■ Extracted information
============

PR #9997, opened 2019-04-25
CoqIDE: fix open-file dialog and icons on macOS

vbgl:
This fixes a few known issues of CoqIDE from the macOS “app”: crashes when using GTK+ dialogs (file open, choose background color…) and missing icons.

### DIFF
--- a/azure-pipelines.yml
+++ b/azure-pipelines.yml
@@ -52,7 +52,7 @@ jobs:
   - script: |
       set -e
       brew update
-      brew install gnu-time opam pkg-config gtksourceview3
+      brew install gnu-time opam pkg-config gtksourceview3 adwaita-icon-theme
       pip3 install macpack
     displayName: 'Install system dependencies'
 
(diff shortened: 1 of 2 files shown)


azure-pipelines.yml
```diff
@@ -52,7 +52,7 @@ jobs:
   - script: |
       set -e
       brew update
-      brew install gnu-time opam pkg-config gtksourceview3
+      brew install gnu-time opam pkg-config gtksourceview3 adwaita-icon-theme
```
SkySkimmer: Do we need to update install instructions somewhere?

gares (approved):

azure-pipelines.yml
gares: I don't think so, this package is there so that we can copy come icons in the bundle (that is supposed to work even if you don't have brew)

vbgl:
Can someone please assign themselves to this PR? I think it is ready to be merged. Thanks.

PR #504, opened 2021-02-16
Feature/synced collection/remove attr access

vyasr:
## Description

This change removes attribute-based access from `SyncedDict` and confines it to a new mixin class `AttrDict`. This class is no longer inherited from by most backends, only a few newly created JSON classes that will use this for signac.

This PR will have some conflicts with #503, but hopefully not too many.

## Motivation and Context

This change was precipitated by some the [benchmarks](https://github.com/glotzerlab/signac/pull/484#issuecomment-774398330) of #484 implicating the deep hierarchy and a slow `__setattr__` implementation in Python with slowing down certain performance-critical operations like opening many signac jobs by id. Additionally, overriding attribute access in this manner is error-prone and makes it harder to extend these classes, so it's in our best interest to avoid this if possible. We must retain the feature in signac because of its history, but we can avoid making such promises in synced collections in the future.

## Types of Changes

- [ ] Documentation update
- [ ] Bug fix
- [ ] New feature

## Checklist:

If necessary:

### DIFF
--- a/signac/__init__.py
+++ b/signac/__init__.py
@@ -30,10 +30,8 @@ from .core.h5store import H5Store, H5StoreManager
 from .core.jsondict import flush_all as flush
 from .db import get_database
 from .diff import diff_jobs
-from .synced_collections.backends.collection_json import (
-    BufferedJSONAttrDict,
-    JSONAttrDict,
-)
+from .synced_collections.backends.collection_json import BufferedJSONAttrDict
+from .synced_collections.backends.collection_json import JSONAttrDict as JSONDict
 from .version import __version__
 
 # Alias some properties related to buffering into the signac namespace.
@@ -77,7 +75,7 @@ __all__ = [
     "get_buffer_size",
     "get_buffer_load",
     "set_buffer_size",
-    "JSONAttrDict",
+    "JSONDict",
     "H5Store",
     "H5StoreManager",
     "testing",
--- a/signac/__init__.py
+++ b/signac/__init__.py
@@ -30,16 +30,17 @@ from .core.h5store import H5Store, H5StoreManager
 from .core.jsondict import flush_all as flush
 from .db import get_database
 from .diff import diff_jobs
-from .synced_collections.backends.collection_json import BufferedJSONAttrDict
-from .synced_collections.backends.collection_json import JSONAttrDict as JSONDict
+from .synced_collections.backends.collection_json import (
+    BufferedJSONAttrDict as JSONDict,
+)
 from .version import __version__
 
 # Alias some properties related to buffering into the signac namespace.
-buffered = BufferedJSONAttrDict.buffer_backend
-is_buffered = BufferedJSONAttrDict.backend_is_buffered
-get_buffer_load = BufferedJSONAttrDict.get_current_buffer_size
-get_buffer_size = BufferedJSONAttrDict.get_buffer_capacity
-set_buffer_size = BufferedJSONAttrDict.set_buffer_capacity
+buffered = JSONDict.buffer_backend
+is_buffered = JSONDict.backend_is_buffered
+get_buffer_load = JSONDict.get_current_buffer_size
+get_buffer_size = JSONDict.get_buffer_capacity
+set_buffer_size = JSONDict.set_buffer_capacity
 
 __all__ = [
     "__version__",
--- a/signac/__init__.py
+++ b/signac/__init__.py
@@ -30,15 +30,18 @@ from .core.h5store import H5Store, H5StoreManager
 from .core.jsondict import flush_all as flush
 from .db import get_database
 from .diff import diff_jobs
-from .synced_collections.backends.collection_json import BufferedJSONDict, JSONDict
+from .synced_collections.backends.collection_json import (
+    BufferedJSONAttrDict,
+    JSONAttrDict,
+)
 from .version import __version__
 
 # Alias some properties related to buffering into the signac namespace.
-buffered = BufferedJSONDict.buffer_backend
-is_buffered = BufferedJSONDict.backend_is_buffered
-get_buffer_load = BufferedJSONDict.get_current_buffer_size
-get_buffer_size = BufferedJSONDict.get_buffer_capacity
-set_buffer_size = BufferedJSONDict.set_buffer_capacity
+buffered = BufferedJSONAttrDict.buffer_backend
+is_buffered = BufferedJSONAttrDict.backend_is_buffered
+get_buffer_load = BufferedJSONAttrDict.get_current_buffer_size
+get_buffer_size = BufferedJSONAttrDict.get_buffer_capacity
+set_buffer_size = BufferedJSONAttrDict.set_buffer_capacity
 
 __all__ = [
     "__version__",
@@ -74,7 +77,7 @@ __all__ = [
     "get_buffer_size",
     "get_buffer_load",
     "set_buffer_size",
-    "JSONDict",
+    "JSONAttrDict",
     "H5Store",
     "H5StoreManager",
     "testing",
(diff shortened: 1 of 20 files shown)


bdice (changes requested):
Looks good overall. However this separation doesn't solve the core performance issues of the custom `__setattr__` method. The profile in this image shows the same deep nested access that executes `__setattr__`, and it's only about 13% faster than my previous benchmarks of synced collections (probably explained by one or two fewer calls?).
image

signac/synced_collections/backends/collection_json.py
```diff
@@ -10,13 +10,41 @@
...
-from ..validators import json_format_validator
+from ..validators import json_format_validator, no_dot_in_key
+
+###############################################################################
+# There are many classes defined in this file. Most of the definitions are    #
+# trivial since logic is largely inherited, but the large number of classes   #
+# and the extensive docstrings can be intimidating and make the source        #
+# difficult to parse. Section headers like these are used to organize the     #
+# code to reduce this barrier.                                                #
+###############################################################################
```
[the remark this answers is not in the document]
vyasr: I personally find triple-quoted strings that aren't being used as docstrings (class, module, whatever) to look kind of ugly, and find block comments like this to be clearer headers (the triple-quoted strings just look out of place not being attached to something), but that's just my opinion 🤷 .

signac/synced_collections/backends/collection_json.py
```diff
@@ -398,3 +473,102 @@ def __init__(
...
+    """
+
+    _backend = __name__ + ".attr"  # type: ignore
+
+
+JSONAttrDict.add_validator(no_dot_in_key)
+
+
+class JSONAttrList(JSONList):
+    r"""A :class:`JSONList` whose children will be of type :class:`JSONAttrDict`."""
```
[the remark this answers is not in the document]
vyasr: Actually it does because it documents *args and **kwargs.

signac/synced_collections/validators.py
```diff
@@ -101,12 +133,8 @@ def json_format_validator(data):
...
     elif switch_type == "MAPPING":
         for key, value in data.items():
-            # Support for non-str keys will be removed in version 2.0.
-            # See issue: https://github.com/glotzerlab/signac/issues/316.
-            if not isinstance(key, (str, int, bool, type(None))):
-                raise KeyTypeError(
-                    f"Keys must be str, int, bool or None, not {type(key).__name__}"
-                )
+            if not isinstance(key, str):
+                raise KeyTypeError(f"Keys must be str, not {type(key).__name__}")
```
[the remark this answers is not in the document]
vyasr: No, because in the relevant cases where we need to support this the `_convert_key_to_str` is now handling the conversion upstream. That is what the ordering comment regarding validators in `collection_json` is referring to.

vyasr:
@bdice OK that tracks with what suggested in our meeting, which is that this probably wouldn't be sufficient to speed up the code if it really is just spending all this time in `__setattr__`.  I suspect that the mild speedup is a combination of fewer calls like you said, plus no longer needing to collect the protected keys from the class hierarchy for each type.

To me, this suggests that the main slowdown isn't the class hierarchy per se, but the large number of new attributes that are added by the new classes. In particular, there are multiple context managers created on construction and assigned for the purpose of thread-safety, buffer-safety, and sync-suspension. The reason I'm suspecting this is because `__setattr__` is defined the same way now as it was for the old `SyncedAttrDict`, so my first guess would be that it is just being called many more times. 

The easiest thing I can imagine trying for this would be adding a constructor to `AttrDict` that sets some variable `_attrdict_initialized = True` after calling `super().__init__(...)`, then using that as an extra flag in the conditional in `__setattr__` to immediately call `super().__setattr__(...)`.  If you made sure to always put `AttrDict` first in the inheritance order for subclasses, then it should run all the superclass constructors first (using object.__setattr__` instead if `AttrDict.__setattr__`). Can you pull this branch, make that change, and rerun your benchmark?

If that is still slow, then we're probably really running into the overhead of a pure Python `__setattr__` vs a C implementation; we can cross that bridge when we come to it, maybe benchmarking more closely will reveal a more obvious culprit, at that point I would suggest looking at the output of something like `line_profiler` instead of `snakeviz`. I would also advocate merging this PR regardless of the outcome of that attempted optimization, just so we can move forward on the other related tasks while working on the performance issue in parallel.

signac/synced_collections/backends/collection_json.py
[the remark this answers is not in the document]
bdice: ...what? There are no parameters listed in this docstring.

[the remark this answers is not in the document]
vyasr: Oh lol I misread where you made this comment, but I recognized the problem and fixed it in the place you actually meant. So we're good :)

signac/__init__.py
```diff
@@ -30,15 +30,16 @@
 from .core.jsondict import flush_all as flush
 from .db import get_database
 from .diff import diff_jobs
-from .synced_collections.backends.collection_json import BufferedJSONDict, JSONDict
+from .synced_collections.backends.collection_json import BufferedJSONAttrDict
+from .synced_collections.backends.collection_json import JSONAttrDict as JSONDict
```
bdice, line 34: Don't we need the buffered class here, for backwards compatibility? In my understanding, the signac 1.6.0 implementation will also buffer arbitrary `JSONDict` instances created by the user, but this would not. We would need to `import BufferedJSONAttrDict as JSONDict` if that's correct.

signac/contrib/job.py
```diff
@@ -484,20 +493,20 @@ def document(self):
...
             For more information, see
-            :class:`~signac.synced_collections.collection_json.BufferedJSONDict`.
+            :class:`~signac.synced_collections.collection_json.BufferedJSONAttrDict`.
 
         See :ref:`signac document <signac-cli-document>` for the command line equivalent.
 
         Returns
         -------
-        :class:`~signac.JSONDict`
+        :class:`~signac.BufferedJSONAttrDict`
```
bdice, line 502: If we import the `BufferedJSONAttrDict as JSONDict` above, then we should revert to the old name `signac.JSONDict`.

signac/contrib/job.py
```diff
@@ -528,7 +537,7 @@ def doc(self):
 
         Returns
         -------
-        :class:`~signac.synced_collections.backends.collection_json.BufferedJSONDict`
+        :class:`~signac.synced_collections.backends.collection_json.BufferedJSONAttrDict`
```
bdice, line 540: If we import the `BufferedJSONAttrDict as JSONDict` above, then we should revert to the old name `signac.JSONDict`.

signac/synced_collections/data_types/attr_dict.py
```diff
@@ -0,0 +1,61 @@
...
+__delattr__.  While we do not want to offer this API generally for all
+SyncedDict objects, some applications may want to add this feature, so this
+simple mixin can be combined via inheritance without causing much difficulty.
+"""
+
+from typing import Tuple
+
+
+class AttrDict:
+    r"""A class that redirects attribute access methods to __getitem__.
```
bdice, line 16:
```suggestion
    """A class that redirects attribute access methods to __getitem__.
```

signac/synced_collections/validators.py
```diff
@@ -69,6 +70,37 @@ def no_dot_in_key(data):
...
+
+    Parameters
+    ----------
+    data
+        Data to validate.
+
+    Raises
+    ------
+    KeyTypeError
+        If key type is not not a string.
```
bdice, line 86:
```suggestion
        If key type is not a string.
```

bdice (approved):
Approving conditional on a few last fixes.

signac/__init__.py
vyasr: ... yes. Annoyingly :P

signac/synced_collections/validators.py
vyasr: ...but what if the key is not not a string???

PR #507, opened 2021-02-19
Remove add_validators and specify validators in class definition

vyasr:
## Description

Remove `add_validator` and instead force classes to define validators at class definition time via clearly defined class variables.

## Motivation and Context

This change prevents issues that could arise if different applications using synced collections try to register different validators to the same SyncedCollection class, because there is no way to namespace these if they can modify the class directly. The change forces users to subclass the desired class to add the new validators.

This change also allows reliable registration of validators at class-definition time, rather than collection of validators from the MRO every time the property is requested. This is a minor optimization. More importantly, the addition of the resulting `_all_validators` hook makes it easy for subclasses to override the set list of validators entirely, which makes it much easier to cleanly optimize the validation process where appropriate.

## Types of Changes

- [ ] Documentation update
- [ ] Bug fix
- [ ] New feature

## Checklist:

If necessary:

### DIFF
--- a/signac/synced_collections/data_types/synced_collection.py
+++ b/signac/synced_collections/data_types/synced_collection.py
@@ -7,7 +7,7 @@ from collections import defaultdict
 from collections.abc import Collection
 from inspect import isabstract
 from threading import RLock
-from typing import Any, Callable, DefaultDict, List
+from typing import Any, DefaultDict, List
 
 from ..numpy_utils import _convert_numpy
 from ..utils import AbstractTypeResolver, _CounterContext, _NullContext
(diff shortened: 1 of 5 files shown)


signac/synced_collections/data_types/synced_collection.py
```diff
@@ -220,18 +272,8 @@ def disable_multithreading(cls):
...
-        """
-        validators = []
-        # Classes inherit the validators of their parent classes.
-        for base_cls in type(self).__mro__:
-            if hasattr(base_cls, "_validators"):
-                validators.extend(
-                    [v for v in base_cls._validators if v not in validators]
-                )
-        return validators
+        """List[Callable]: The validators that will be applied."""
```
bdice, line 275: Tuple, not list.

bdice (approved):
All good. One minor fix.

PR #510, opened 2021-02-19
Feature/synced collection/optimize protected key lookup

vyasr:
## Description

**This PR should be merged after #508.**

It changes the `_PROTECTED_KEYS` attribute of AttrDict subclasses into sets to speed up checks for when those are being accessed. It also changes the order of checks in __setattr__ assuming that dunder attributes are set far less frequently than protected keys.

## Motivation and Context

Optimization for synced collections.

## Types of Changes

- [ ] Documentation update
- [ ] Bug fix
- [ ] New feature

## Checklist:

If necessary:

### DIFF
--- a/signac/synced_collections/backends/collection_json.py
+++ b/signac/synced_collections/backends/collection_json.py
@@ -9,9 +9,8 @@ import os
 import uuid
 import warnings
 from collections.abc import Mapping, Sequence
-from typing import Callable
+from typing import Callable, FrozenSet
 from typing import Sequence as Sequence_t
-from typing import Tuple
 
 from .. import SyncedCollection, SyncedDict, SyncedList
 from ..buffers.memory_buffered_collection import SharedMemoryFileBufferedCollection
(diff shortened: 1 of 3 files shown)


signac/synced_collections/data_types/attr_dict.py
```diff
@@ -49,13 +49,17 @@ def __setattr__(self, key, value):
...
+        # much more common than setting dunder attributes.
+        if key in self._PROTECTED_KEYS or key.startswith("__"):
             super().__setattr__(key, value)
         else:
             self.__setitem__(key, value)
 
     def __delattr__(self, key):
-        if key.startswith("__") or key in self._PROTECTED_KEYS:
+        # The order of these checks assumes that setting protected keys will be
+        # much more common than setting dunder attributes.
```
bdice, line 61: This whole comment is kind of irrelevant because we don't expect deletion of protected keys or dunder attributes to be allowed... but whatever.
```suggestion
        # The order of these checks assumes that deleting protected keys will be
        # much more common than deleting dunder attributes.
```

bdice (approved):

signac/synced_collections/backends/collection_json.py
```diff
@@ -278,24 +277,26 @@ def _lock_id(self):
...
+        "_load_and_save",
+        "_suspend_sync",
+        "_supports_threading",
+        "_LoadSaveType",
+        "registry",
+        # These keys are specific to the JSON backend.
+        "_filename",
+        "_write_concern",
+    ]
 )
```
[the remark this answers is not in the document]
vyasr: Good call on the mutability. I don't think the benchmarks is super relevant since this will only happen one time ever (when the class is defined, rather than when instances are created), but the change is a good one for clarity.

signac/synced_collections/data_types/attr_dict.py
vyasr: Yeah I mean it's possible that some internal method at some point will want do `del self._data` or something temporarily 🤷 .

============

■ What the task asks
Line count for "must": determine it from the data and answer with the number by itself.

■ Result of this task
3